Drove my parents '86 GMC Sierra until 18, then bought myself a 1995 Mustang


----------



## Guest (Jun 2, 2008)

77 Olds Delta 88. 2 door land arc with a 403 cubic inch, quad carbed monster. No posi rear end so it did MEAN one wheel smoke shows. hahahahaha


----------



## mpd61 (Aug 7, 2002)

1968 Chrysler New Yorker, dark green, 440 c.i. Used to get 20 mpg on the highway with Arco Graphite oil! Great double date car!


----------



## Barbrady (Aug 5, 2004)

Sniper said:


> 77 Olds Delta 88. 2 door land arc with a 403 cubic inch, quad carbed monster. No posi rear end so it did MEAN one wheel smoke shows. hahahahaha


My weak 301 could hardly do a burnout. Neutral drops!! :NO:


----------



## lpwpd722 (Jun 13, 2006)

1978 Black Chevy Chevette w/a bright multicolor orange racing stripe down the side, now how cool is that, NOT.


----------



## Dazy5 (Jan 25, 2008)

Delta784 said:


> At least it wasn't Earl Scheib.


Riiiiiiiight!


----------



## sdb29 (Jul 17, 2002)

Mine was a hand-me-down-from-my-Grandma 1964 Chevrolet Nova. Four door, of course- Straight six, two speed auto. AM Radio and no AC.
Grandma had covered the seats with those old clear plastic seatcovers with the raised pattern in them.
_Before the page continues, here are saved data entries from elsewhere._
PR #6140, opened 2026-07-15
Show dates on Context Lens run rows

wca4a:
## What changed

- show each Context Lens run's calendar date alongside its existing time
- apply the compact locale-aware timestamp to both recent-run list surfaces
- keep detailed inspector timestamps time-only
- cover the new formatter and missing timestamp fallback with unit tests

## Why

Time-only labels make runs from different days difficult to distinguish in collapsed run rows. Adding the date gives enough context without changing the row layout or Ochre styling.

Nothing like driving home from Horseneck Beach in August while wearing a bathing suit and sitting on those seatcovers. It was kind of like sitting on a wafflemaker.


----------



## j809 (Jul 5, 2002)

1982 mazda 626, same color, 2-door and same rust!! i got in 1989


----------



## Guest (Jun 2, 2008)

Since we're posting pictures of examples, mine was the same color (just faded & rusted) but didn't have hubcaps;


----------



## Nighttrain (Dec 10, 2004)

1978 Chevy Nova - white with a light blue cabriolet style top. Not cool.


----------



## Deuce (Sep 27, 2003)

'79 Pontiac LeMans, never had to change the oil and I always bought it in bulk...


----------



## rg1283 (Sep 14, 2005)

1987 Pontiac Bonneville,complete with GM reject paint and GM Reject hood. Very nice car. I ran it on 3 cylinders once! V-6 early 3800 engine. 1987 was one of the years GM started to push front wheel drive and fuel injection big time. Mine had a vinyl top, with custom defrosters and a Chapman Security system (which rusted out).


----------



## justanotherparatrooper (Aug 27, 2006)

1969 Dodge Power Wagon with a 400 4bll carb, 8 mpg and looked like shit but damn you couldnt get it stuck if you tried


----------



## Wiggum_1 (Dec 9, 2004)

A white 1979 Pontiac Firebird, I had it for only a month or two before I used it to t-bone a Caddy.


----------



## dcs2244 (Jan 29, 2004)

1969 Plymouth Satellite, 4drsd, 318 CID w/ 4.11 Dana Suregrip...sleeper...but "...faster than the speed of light..."


----------



## 7costanza (Aug 29, 2006)

My first car was a Saab , man I loved that car. I had it for 4 days and some guy hit me head on and totalled it..


----------



## Guest (Jun 3, 2008)

63 chevy impala SS, must of been a sweet car when it was new. It was pretty worn out by the time I got it in the mid 70's


----------



## kttref (Oct 5, 2004)

First car:








Not sure of the year...Ford Taurus Station wagon.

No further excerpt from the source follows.